Hint for SML type inference

Question

I am new to SML and I am trying to practice in SML type reference.I am trying to deduct the below types:

a)fun add42 x =x+42
b)fun comp F G = let fun C x = G(F(x)) in C end
c)fun compA42 x = comp add42 x
d)val foo = compA42 add42
e)fun compCompA42 x = comp compA42 x

I think the solutions for the first four is:

a)int->int
b)(a->b)->(b->c)->a->c
c)(int->a)->int->a
d)int->int

But I am a little bit confused about the last one. Is there any hint to deduct the last type??

Thanks a lot.

Answer 1

Let's do this manually, step-by-step:

fun compCompA42 x = comp compA42 x

1. It's a function, so compCompA42 has type α -> β.
2. compCompA42's return value must be of the same type as comp compA42 x, i.e. β = typeof(comp compA42 x).

3. We already now the most general type for comp:

   (a -> b) -> (b -> c) -> a -> c

Now, we need to specialize it for the case when a -> b = typeof(compA42) and (b -> c) = α:

4. a -> b = typeof(compA42) = (int -> d) -> int -> d. From this equation follows that a = int -> d and b = int -> d.

5. So, α = b -> c = (int -> d) -> c and β = typeof(comp compA42 x) = a -> c = (int -> d) -> c.

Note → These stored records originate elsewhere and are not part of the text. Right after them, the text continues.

PR #11595, opened 2026-08-06
Fix heterogeneous TypeVarTuple constraint solving

rchiodo:
## Summary

- widen repeated `TypeVarTuple` constraints per position in non-invariant inference
- preserve precise common supertypes when one element type subsumes another, otherwise infer an element-wise union
- preserve invariant generic matching, tuple-length checks, and tuple shape metadata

6. Finally, our most general type for compCompA42 is

   α -> β = ((int -> d) -> c) -> (int -> d) -> c.

---

Observe that you can always make some SML interpreter (e.g., smlnj) show you types:

- fun compCompA42 x = comp compA42 x;
val compCompA42 = fn : ((int -> 'a) -> 'b) -> (int -> 'a) -> 'b

And it's the same type we've got manually (just rename d to 'a and c to 'b).